How do I find the normal vector of the plane?

4. Oct 17, 2004

Muzza

The plane's equation can be written x - y + z = 0, so a normal vector is (1, -1, 1) (the coefficients of the variables).

5. Oct 17, 2004

gunnar

so the projection of the vector (2,2,1) onto the plane (z=x-y) is
(1,3,0)?

6. Oct 17, 2004

Muzza

How did you arrive at that? I got a different answer.

7. Oct 17, 2004

gunnar

I subtracted the vectors, guess it's more complicated than that?

8. Oct 17, 2004

HallsofIvy

Yes, it's more complicated than that.

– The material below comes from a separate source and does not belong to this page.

PR #882, opened 2020-10-20
fix: Fix celery integration with custom tag class

### LINKED ISSUE #844: Version 0.17.8 broke Celery tasks with custom Task class
I am using [tenant-schemas-celery](https://github.com/maciej-gol/tenant-schemas-celery) package, which generates it's own TenantTask (extends celery.app.task.Task) class in it's own CeleryApp (extends celery.Celery). After updating from sentry-sdk from 0.17.7 to 0.17.8 the TenantTask's tenant context switching stopped working. I suspect this is because of the following change in 0.17.8:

You have to go back to Muzza's original response and DO what he said there!

9. Oct 17, 2004

mathwonk

to project v onto w != 0, find c such that v-cw is perpendicular to w, i.e. solve the equation w.(v-cw) = 0. i.e. solve w.v = c w.w, i.e. let c = w.v/w.w. then the projection is cw, I think, but i am geting confused looking at my fingers and doing this in my head.

anyway you get v = cw + (v-cw), where the first term is parallel to w and the second term is perpendicular to w, and so surely that does it.

10. Oct 18, 2004

gunnar

This is quite a puzzle but thanks for helping, I think I've figured this out.